Re: [orca-list] Why flat review was causing focus losses in GNOME 3.9.x
- From: Alex Midence <alex midence gmail com>
- To: "'Luke Yelavich'" <themuso ubuntu com>, <orca-list gnome org>
- Subject: Re: [orca-list] Why flat review was causing focus losses in GNOME 3.9.x
- Date: Thu, 12 Sep 2013 22:16:15 -0500
Hi,
A bit confused here. Is the answer to this feature suggestion, wait till
the toolkit developers of qt, gtk, gecko, ETC. fix stuff on their end
(whenever that may be) and then, Orca will be in a position to implement
this feature? Otherwise, it won't exist? Orca can't generate this feature
on its own? Incidentally, someone asked if Windows screen readers have a
way to track their analogous version of flat review and the answer is yes,
somewhat. I understand NVDA can manage this but, Jaws often has a hard time
with it. You have to tether the simulated mouse cursor to the flat review
cursor so people can see what you are doing. Otherwise, it's hard
especially in stuff like the virtual viewer or, I think the equivalent word
is the virtual buffer? Stuff where the regular cursor is being used as is
the case in Microsoft Office applications with the exception of Powerpoint,
a sighted person can follow you just fine. In powerpoint which uses a
virtual buffer to represent the slide you are looking at in the slide show,
they can't tell where you are reading unless you tell them where you are.

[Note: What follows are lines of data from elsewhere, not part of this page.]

PR #181, opened 2022-12-28
[SUGGESTION] Replace compiler-dependent test code with modern alterntives

jarzec:
This PR proposes to replace some platform/compiler-dependent `<cstdlb>` and `<ctime>` features in test code with their modern, fully standardized counterparts.

The rationale here is that test code provides good introduction to a software project and a sort of reference. That was indeed the case with `cppfront` for myself. I believe that test code should be of "production-quality" as much as possible.

Over the years I developed a bit of allergy against platform/implementation-dependent features in C++ (most of those inherited from ANSI C). I was very pleased that subsequent versions of C++ standardized pseudo-random number generators, time measurement etc. The determinism provided by standardization allows for easier reasoning about the code. It allows e.g. for using deterministic branching that is difficult for compilers to optimize away.

The proposed changes replace `std::rand()` with `std::mt19937()()` and `std::time()` with the features of `std::chrono`. Apart from the determinism these changes eliminate the use of raw pointers that cause even stronger allergic reactions...

Note that the execution outputs of the translated + compiled code did not change. Thanks to the changes it was also possible to reestablish some branching while preserving determinism.

### DIFF
--- a/regression-tests/mixed-initialization-safety-3-contract-violation.cpp2
+++ b/regression-tests/mixed-initialization-safety-3-contract-violation.cpp2
@@ -26,5 +26,8 @@ fill: (
 print_decorated: (x:_) = std::cout << ">> [" << x << "]\n";
 
 // for test determinism, force "fill" branch
-// the standard mandates that std::mt19937()() == 3499211612
-flip_a_coin: () -> bool = std::mt19937()() % 2 == 1;
+bool flip_a_coin() {
+    // Change std::mt19937 to std::random_device for non-deterministic PRNG
+    static std::mt19937 rand; 
+    return rand() % 2 == 1;
+}
--- a/regression-tests/mixed-initialization-safety-3-contract-violation.cpp2
+++ b/regression-tests/mixed-initialization-safety-3-contract-violation.cpp2
@@ -1,6 +1,6 @@
+#include <random>
 #include <string>
 #include <vector>
-#include <ctime>
 
 main: () -> int = {
     x: std::string;         // note: uninitialized!
@@ -26,4 +26,5 @@ fill: (
 print_decorated: (x:_) = std::cout << ">> [" << x << "]\n";
 
 // for test determinism, force "fill" branch
-flip_a_coin: () -> bool = false;
+// the standard mandates that std::mt19937()() == 3499211612
+flip_a_coin: () -> bool = std::mt19937()() % 2 == 1;
--- a/regression-tests/mixed-lifetime-safety-pointer-init-1-error.cpp2
+++ b/regression-tests/mixed-lifetime-safety-pointer-init-1-error.cpp2
@@ -1,13 +1,14 @@
 
-#include <cstdlib>
 #include <iostream>
+#include <random>
 
 main: () -> int = {
     x: int = 42;
     p: *int;
 
     // ... more code ...
-    if std::rand()%2 {
+    // the standard mandates that std::mt19937()() == 3499211612
+    if std::mt19937()()%2 {
         // p = nullptr;
     }
     else {
--- a/regression-tests/mixed-lifetime-safety-pointer-init-1-error.cpp2
+++ b/regression-tests/mixed-lifetime-safety-pointer-init-1-error.cpp2
@@ -1,14 +1,13 @@
 
+#include <cstdlib>
 #include <iostream>
-#include <random>
 
 main: () -> int = {
     x: int = 42;
     p: *int;
 
     // ... more code ...
-    // the standard mandates that std::mt19937()() == 3499211612
-    if std::mt19937()()%2 {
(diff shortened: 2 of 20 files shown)


regression-tests/mixed-initialization-safety-3-contract-violation.cpp2
```diff
@@ -26,4 +26,5 @@ fill: (
 print_decorated: (x:_) = std::cout << ">> [" << x << "]\n";
 
 // for test determinism, force "fill" branch
-flip_a_coin: () -> bool = false;
+// the standard mandates that std::mt19937()() == 3499211612
```
jarzec, line 29: [Explanation] This is true because the standard defines the default seed.

regression-tests/mixed-lifetime-safety-pointer-init-1-error.cpp2
```diff
@@ -1,13 +1,14 @@
...
+#include <random>
 
 main: () -> int = {
     x: int = 42;
     p: *int;
 
     // ... more code ...
-    if std::rand()%2 {
+    // the standard mandates that std::mt19937()() == 3499211612
+    if std::mt19937()()%2 {
```
jarzec, line 11: [Question] What do you think about disallowing implicit conversions of integer types to `bool`?

regression-tests/mixed-initialization-safety-3-contract-violation.cpp2
hsutter: Calling `std::rand()` multiple times will return different results, but calling `std::mt19937()()` will always return the same result, so this changes meaning (if the flip function were called multiple times)?

regression-tests/mixed-lifetime-safety-pointer-init-1-error.cpp2
hsutter: I plan to add that sometime down the road, yes.

hsutter:
Thanks. Hmm, I'm not sure about this change... some thoughts:

Re compiler-dependent: The headers/facilities you're removing are portable standard facilities, even if some do date back to C. The purpose of this repo isn't to show the most modern code using today's C++ syntax (Cpp1), and I actually deliberately use C headers sometimes to show the 100% compatibility cppfront gives. I'm definitely interested in clean modern code, but the clean modern code I'm most interested in exploring is the experimental Cpp2 syntax...

Re `std::rand`: One reason I generally avoid `<random>` in tests and demos is because it's actually quite hard to use... and I say this after directly asking the author of `<random>` the easiest way to use it that is usability-competitive with `std::rand()` which we should generally discourage :) but it's just not usability-competitive so I don't use it unless I really need high-quality random numbers which I don't in demos and tests.

Re `std::mt19937()()`: Doesn't that give the same answer every time, unlike `std::rand()`? So changing `std::rand()` to `std::mt19937()()` changes the meaning (if `flip_a_coin` were actually called multiple times), right?

jarzec:
I understand your concerns. Let me try to address them.

When I spoke of compiler-dependence I didn't mean issues with portability but determinism. I did understand you used the `<cxyz>` headers on purpose and I did not remove all of them. I did go a bit too far with some tests where the determinism of execution is not impacted by the call to `std::rand` - I will revert those.

As to the second point I noticed that in fact some of the tests recently became less attractive as examples as branches in them had to be made identical to ensure consistent output. My initial idea for this PR was to try to restore the non-identical branches by using deterministic PRNGs to control which branch will actually be taken.

I agree that the use of `std::mt19937()()` is not great. I started using that in cases that needed a single-shot randomness and it ended up in `flip_a_coin`s as well. To defend myself I can only say that the current implementations of `flip_a_coin` constantly return `true` or `false`, depending on the test.

What would you say about using the following to allow non-identical branching to be restored:
```
flip_a_coin: () -> bool = {
    // change std::mt19937 to std::random_device for non-deterministic PRNG
    static std::mt19937 rand; 
    return rand() % 2 == 1;
}
```
I see a number of advantages of this "poor man's coroutine":
- The intent is well expressed by the name and return type, as it used to be.
- It is not bad in terms of usability - just a single extra line of actual code compared to the original.
- The generated sequence of bool values is of decent quality for the purposes.
- The sequence is deterministic so the requested effective branching in the test can be easily ensured.
- The coin flip can be trivially made non-deterministic if need be, e.g. for a demo - as described in the comment.

As stated before: in cases where determinism of the PRNG is not important I will revert to `std::rand()`.

jarzec:
I reverted all the changes where there were no issues with determinism. I also modified the `flip_a_coin()` implementations to make them deterministically random.
@hsutter If you still prefer the original version you can close the PR. I could also improve it further.

hsutter:
Looks, good, thanks!

PR #183, opened 2022-12-29
Add option to emit source code to stdout

s2x:
This simple change allows you to build files directly without any intermediate steps. Previously, to compile a file, you had to first create a `*.cpp` file and then use a compiler. If we add the ability to print `*.cpp` file content to `stdout`, then we can use `g++/clang++` options to make `stdin` the source.

example commands:

for `g++`
`./cppfront regression-tests/pure2-hello.cpp2 -e | g++-10 -std=c++2a -x c++ -I include/ -O3 -o pure2-hello -`

same for `clang`
`./cppfront regression-tests/pure2-hello.cpp2 -e | clang++ -std=c++2a -x c++ -I include/ -O3 -o pure2-hello -`


source/cppfront.cpp
```diff
@@ -346,6 +353,8 @@ class positional_printer
             //  remain diff-identical
             print_extra("\n");
         }
+
+        cpp1_filename.empty() ? std::cout<<out.str() : file_out<<out.str();
```
prenaux, line 357: I would use a regular if/else statement here. None of the current code use the ternary operator.

source/cppfront.cpp
```diff
@@ -2853,14 +2867,15 @@ auto main(int argc, char* argv[]) -> int
     }
 
     if (cmdline.arguments().empty()) {
-        std::cout << "cppfront: error: no input files\n";
+        std::cerr << "cppfront: error: no input files\n";
```
prenaux, line 2870: Outputting all errors in stderr is better regardless of whether this feature merges.

source/cppfront.cpp
```diff
@@ -361,17 +370,17 @@ class positional_printer
...
     }
 
     auto is_open() -> bool {
-        if (out.is_open()) {
+        if (file_out.is_open() || cpp1_filename.empty()) {
             assert (pcomments && "ICE: if out.is_open, pcomments should also be set");
         }
-        return out.is_open();
+        return file_out.is_open() || cpp1_filename.empty();
     }
```
prenaux, line 384: I'd suggest moving the `cpp1_filename.empty()` tests to a `is_stdout_output()` utility function for clarity.

prenaux (commented):
This is useful to remove the need for a temporary file in build systems on at least Linux and macOS.

I wrote some comments in the spirit of improving code clarity.

Regardless of whether this merge outputting all errors to stderr would be better.

hsutter:
Thanks! Why not use the current `-o` flag and recognize the special string `stdout` as not being a file?

filipsajdak:
What would be beneficial is to have the possibility to run cppfront that writes to `stringstream` that will allow to write in-memory tests.

source/cppfront.cpp
hsutter: Good catch, most of them were going to cerr but I missed these ones, thanks!

hsutter:
Thanks! I've decided to take this but tweak the implementation a little, so I've applied it as a separate commit instead of asking you to make a bunch of small tweaks. Thanks again.

PR #187, opened 2022-12-30
cpp2 compiles and run without exceptions and rtti

prenaux:
Some of my code disables exceptions & rtti. This PR makes minor changes in cpp2util.h to allow cpp2 compiled code to compile & run with both exceptions and RTTI disabled.

### DIFF
--- a/include/cpp2util.h
+++ b/include/cpp2util.h
@@ -20,6 +20,26 @@
 #ifndef __CPP2_UTIL
 #define __CPP2_UTIL
 
+#if __EXCEPTIONS
+    #define CPP2_EXCEPTIONS
+#endif
+
+#ifdef __RTTI
+    #define CPP2_RTTI
+#endif
+
+#if defined CPP2_EXCEPTIONS
+    #if defined CPP2_THROW
+        #error "Do not redefine CPP2_THROW when using cpp2 with exceptions enabled."
+    #endif
+    #define CPP2_THROW(DESC,EXCEPTION) throw EXCEPTION
+#else
+    #if !defined CPP2_THROW
+        // TODO: This should call a utility function that prints DESC and a backtrace.
+        #define CPP2_THROW(DESC,EXCEPTION) std::terminate()
+    #endif
+#endif
+
 //  If this implementation doesn't support source_location yet, disable it
 //  TODO: technically this test should have <version> included first, but GEFN
 #if !defined(_MSC_VER) && !defined(__cpp_lib_source_location)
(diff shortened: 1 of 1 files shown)


include/cpp2util.h
```diff
@@ -20,6 +20,26 @@
...
+
+#ifdef __RTTI
+    #define CPP2_RTTI
+#endif
+
+#if defined CPP2_EXCEPTIONS
+    #if defined CPP2_THROW
+        #error "Do not redefine CPP2_THROW when using cpp2 with exceptions enabled."
+    #endif
+    #define CPP2_THROW(DESC,EXCEPTION) throw EXCEPTION
```
prenaux, line 35: DESC & EXCEPTION are separated because #EXCEPTION only work for literals.

hsutter:
Thanks for your pull request! It looks like this may be your first contribution to cppfront. Before I can look at your pull request, you'll need to sign a Contributor License Agreement (CLA). I think I sent it a few days ago, but it appears to have not been deliverable so please send me email to coordinate... thanks.

prenaux:
@hsutter I just realized I used a new domain name for these commits, which I hadn't linked to an actual email server. I've done that now, so your emails should go through if you resend the CLA. Alternatively, I sent you an email from my main email.

prenaux:
Rebased on main.

hsutter:
Thanks, I appreciate this input and suggestion.

How will the `dynamic_cast` based `as` implementation work without RTTI?

I'm generally sympathetic to the costs of EH and that a lot of projects disable it, and in Cpp2 I do aim to eventually implement value-based exceptions (P0709). And I'm supportive of efforts to make RTTI costs better, especially on Windows.

But I'm not sure whether I can yet take the dependency on running in environments that don't support EH and RTTI. For example, IIUC the `.DS_Store` works only on macOS... what will I do on Linux? Windows? I don't want to create and support a parallel mechanism for reporting errors like `std::filesystem` chose to do, I think that bifurcation is a symptom of the problem (as I explain in P0709) rather than a solution.

I do appreciate this and I do understand the prevalence of environments that disable EH and RTTI. I'm just not sure I'm yet in a state where I can support compatibility with those environments...? Perhaps a better solution than `.DS_Store` would be to just brute-force disable the parts of `cpp2util.h` that depend on EH and RTTI in environments that can't handle EH and RTTI... but then that would appear to mean disabling large parts of `is` and `as` which are pretty fundamental?

I'll think about this some more. Thanks for the input.

prenaux:
`.DS_Store` is noise from the macOS Finder app which it adds as soon as you look at a folder, similar to `Thumbs.db` & `desktop.ini` with Windows Explorer. Its not related to this PR so I removed it.

> How will the `dynamic_cast` based `as` implementation work without RTTI?
It wont, the change I made is just to make the code compile. That code doesn't use `as` so it does compile and run. If a no-RTTI mode is supported it should disable features that depends on it. Cpp1 doesn't allow you to use dynamic_cast, typeid or throw with rtti/exceptions disabled either.

RTTI and exceptions are disabled in our case on wasm targets for the web (compiled with emscripten) because it adds about ~10-20% to the wasm output and it runs a bit slower even though the code doesn't use it. A chunk of our code and nice to have features of our libraries are also disabled on wasm to keep the final wasm output as small as possible since download size is a very significant factor when we release the application.

At the end of the day if the language is so much better with those features that cost might be acceptable, but in the case of Cpp1 its just not.

This could change with Cpp2, but atm trying out bits of cpp2 in various places its simpler if it supports a no-rtti/no-exceptions mode in our case.

hsutter:
OK, after thinking on this more I've merged this via another commit using a little bit of a different strategy:
- add a "Support for constrained target environment" compiler flags section with `-fno-exceptions` and `-fno-rtti`, which if set get passed through to `cpp2util.h` via a `#define` (similar to the way `-add-source-info` causes `CPP2_USE_SOURCE_LOCATION` to be set, and `-p` causes `CPP2_USE_MODULES` to be set)
- wrap `Throw`, `Uncaught_exceptions`, `Dynamic_cast`, and `Typeid`, which test those settings in their bodies, and try to give nice error messages if users try to exercise the (few) features each switch disables (much like your PR does, plus `final_action` will still run if an exception actually does happen)
- minor other housekeeping, like also don't try to include `<exception>` and/or `<type_info>` if disabled

@prenaux Would you please give this a try in your WASM environment, and let me know if it addresses your needs?

PR #188, opened 2022-12-30
[Suggestion] Add a compile time flag to control the line error output format.

prenaux:
Controls whether we print `FILE:line:col: error:` or `FILE(line,col): error:`.

### DIFF
--- a/source/common.h
+++ b/source/common.h
@@ -104,15 +104,6 @@ struct comment
 //
 struct error
 {
-    // Controls whether we print `FILE:line:col: error:` or `FILE(line,col):
-    // error:`.  Need to integrate with editors that jump to errors, etc.
-    // TODO: This should become a compiler flag.
-#ifdef _MSC_VER
-    static constexpr bool print_colon_errors = false;
-#else
-    static constexpr bool print_colon_errors = true;
-#endif
-
     source_position where;
     std::string     msg;
     bool            internal = false;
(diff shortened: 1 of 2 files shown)


source/common.h
```diff
@@ -104,6 +104,15 @@ struct comment
...
 struct error
 {
+    // Controls whether we print `FILE:line:col: error:` or `FILE(line,col):
+    // error:`.  Need to integrate with editors that jump to errors, etc.
+    // TODO: This should become a compiler flag.
+#ifdef _MSC_VER
+    static constexpr bool print_colon_errors = false;
+#else
+    static constexpr bool print_colon_errors = true;
+#endif
```
hsutter, line 114: I don't think we need two defaults... the default should be the same regardless of the compiler we used to build cppfront itself, right?

hsutter: As you say in the comment, we would want to add a switch to cppfront itself, something like this (consistent style with the other flags):

```
static auto flag_print_colon_errors = false;
static cmdline_processor::register_flag cmd_enable_source_info(
    2,
    "format-colon-errors",
    "Emit ':line:col:' format for error messages",
    []{ flag_print_colon_errors = true; }
);
```

Thanks!

hsutter (changes requested):

source/common.h
prenaux: I updated the code.

hsutter:
Thanks!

As for the tethering the mouse pointer to the pc cursor or virtual cursor,
this causes problems of its own because, in browsers, the main user of
virtual buffers in Windows, you can activate all kinds of elements that have
the "onmouseover" attribute on them which causes nightmares of reading a
page for you if you are not conscious of this behavior.
Hth,
Alex M
-----Original Message-----
From: orca-list [mailto:orca-list-bounces gnome org] On Behalf Of Luke
Yelavich
Sent: Thursday, September 12, 2013 5:53 PM
To: orca-list gnome org
Subject: Re: [orca-list] Why flat review was causing focus losses in GNOME
3.9.x
On Fri, Sep 13, 2013 at 08:48:04AM EST, Joanmarie Diggs wrote:
Absolutely. And to do it right what we need is new API which toolkits
would implement to highlight the accessible component and to highlight
the accessible text (or a portion thereof). Then Orca could call it,
Accerciser could call it, low vision tools could call it, reading
tools could call it, etc.
Beyond that, toolkits are in a far better position than any other
technology to properly highlight that toolkit's own widgets, so you
get better highlighting quality. Lastly, this approach would be
desktop environment independent.
When this functionality is in place, Orca will use it.
This makes perfect sense. I hadn't thought through the details beyond the
feature itself, but what you suggest is the right footing to start from.